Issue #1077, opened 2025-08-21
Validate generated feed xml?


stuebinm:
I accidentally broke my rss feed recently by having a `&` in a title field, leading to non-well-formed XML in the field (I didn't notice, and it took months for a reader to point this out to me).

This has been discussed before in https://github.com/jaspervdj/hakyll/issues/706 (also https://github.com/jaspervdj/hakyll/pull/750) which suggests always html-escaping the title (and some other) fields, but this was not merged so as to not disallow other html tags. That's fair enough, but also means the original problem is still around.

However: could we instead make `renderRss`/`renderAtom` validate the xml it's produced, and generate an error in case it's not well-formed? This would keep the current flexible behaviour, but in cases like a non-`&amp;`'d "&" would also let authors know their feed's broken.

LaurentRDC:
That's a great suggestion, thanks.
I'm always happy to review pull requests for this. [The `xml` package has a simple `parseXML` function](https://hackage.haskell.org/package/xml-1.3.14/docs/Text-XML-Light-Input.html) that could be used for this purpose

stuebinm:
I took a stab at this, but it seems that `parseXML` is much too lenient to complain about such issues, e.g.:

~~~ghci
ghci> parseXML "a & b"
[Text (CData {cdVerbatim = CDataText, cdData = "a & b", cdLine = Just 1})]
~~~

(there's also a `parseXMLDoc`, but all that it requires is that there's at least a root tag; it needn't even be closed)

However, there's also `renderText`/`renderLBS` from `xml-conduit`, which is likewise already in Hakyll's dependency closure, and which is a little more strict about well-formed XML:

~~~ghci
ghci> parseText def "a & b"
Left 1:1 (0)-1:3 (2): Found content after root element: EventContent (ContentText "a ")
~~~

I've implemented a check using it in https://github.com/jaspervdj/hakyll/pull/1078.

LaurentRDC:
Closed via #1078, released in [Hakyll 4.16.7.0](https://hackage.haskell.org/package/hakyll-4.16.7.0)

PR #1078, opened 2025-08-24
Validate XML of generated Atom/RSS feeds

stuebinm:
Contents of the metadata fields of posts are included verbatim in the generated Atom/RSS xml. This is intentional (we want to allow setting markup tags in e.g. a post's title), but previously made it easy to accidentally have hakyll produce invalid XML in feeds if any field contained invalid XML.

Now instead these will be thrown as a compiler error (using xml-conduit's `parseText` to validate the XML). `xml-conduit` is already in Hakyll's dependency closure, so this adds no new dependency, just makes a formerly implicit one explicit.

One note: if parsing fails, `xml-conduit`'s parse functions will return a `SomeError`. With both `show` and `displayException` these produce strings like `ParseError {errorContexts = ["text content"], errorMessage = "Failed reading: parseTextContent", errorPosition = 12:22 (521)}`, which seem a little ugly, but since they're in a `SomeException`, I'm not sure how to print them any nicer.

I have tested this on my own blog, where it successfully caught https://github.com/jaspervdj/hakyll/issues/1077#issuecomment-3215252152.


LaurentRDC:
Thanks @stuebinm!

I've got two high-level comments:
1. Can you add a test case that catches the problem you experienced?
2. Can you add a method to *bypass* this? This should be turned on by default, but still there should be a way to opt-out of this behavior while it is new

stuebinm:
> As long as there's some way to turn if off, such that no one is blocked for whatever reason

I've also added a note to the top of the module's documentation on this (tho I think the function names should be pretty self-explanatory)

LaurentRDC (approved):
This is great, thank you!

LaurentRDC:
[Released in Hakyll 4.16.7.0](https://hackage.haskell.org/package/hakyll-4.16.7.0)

Exercise brief
Return solely the number of lines in the data that include the word "should".

Output
2